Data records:
Issue #3431, opened 2022-04-19
Inverted data when editing a cell in a sorted column


maximlt:
When using header sorters and then editing the data in a tabulator widget the data gets inverted.

As an example, starting with this dataframe:
```
   a  b
0  1  x
1  2  y
2  3  z
```

Then applying a header/frontend sorter, editing a cell (here `3` to `4`) and applying the header sorter again (the data should be displayed in the same order):
```
   a  b
0  4  z
1  2  y
2  1  x
```

philippjfr:
Damn, was worried this could happen when syncing the `sorters`. We'll have to apply the sorters only for the `current_view` and not for the internal `_processed` attribute.

PR #3542, opened 2022-05-20
Apply sorting only on the current view

maximlt:
Fixes https://github.com/holoviz/panel/issues/3431

Also passes the sorters in the configuration properties on instantiation of the tabulator model, which fixes another bug.


maximlt:
Thanks @philippjfr !!!

PR #3543, opened 2022-05-21
Add two-level sidebar toctree

philippjfr:
Screen Shot 2022-05-21 at 18 12 28

### DIFF
--- a/doc/_templates/sidebar-nav-bs.html
+++ b/doc/_templates/sidebar-nav-bs.html
@@ -1,0 +1,11 @@
+<nav class="bd-links" id="bd-docs-nav" aria-label="{{ _('Main navigation') }}">
+  <div class="bd-toc-item active">
+    {{ generate_nav_html("sidebar",
+                         show_nav_level=theme_show_nav_level|int,
+                         maxdepth=theme_navigation_depth|int,
+                         collapse=theme_collapse_navigation|tobool,
+                         includehidden=True,
+                         startdepth=0,
+                         titles_only=True) }}
+  </div>
+</nav>
--- a/doc/conf.py
+++ b/doc/conf.py
@@ -30,7 +30,7 @@ html_theme = "pydata_sphinx_theme"
 html_logo = "_static/logo_horizontal.png"
 html_favicon = "_static/favicon.ico"
 
-html_theme_options.update({
+html_theme_options = {
     "github_url": "https://github.com/holoviz/panel",
     "icon_links": [
         {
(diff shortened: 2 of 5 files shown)


doc/conf.py
```diff
@@ -30,7 +30,7 @@
 html_logo = "_static/logo_horizontal.png"
 html_favicon = "_static/favicon.ico"
 
-html_theme_options.update({
```
maximlt, line 33: The theme options dict was updated because it comes pre-configured from nbsite:

https://github.com/pyviz-dev/nbsite/blob/fe2cded1cfc3519b6c423cd55f52ebc044fabb91/nbsite/shared_conf.py#L96-L100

**THE TASK**
For the word "this", find every line in the data that holds it and copy that line.

**EXERCISE RESPONSE**
As an example, starting with this dataframe:
Damn, was worried this could happen when syncing the `sorters`. We'll have to apply the sorters only for the `current_view` and not for the internal `_processed` attribute.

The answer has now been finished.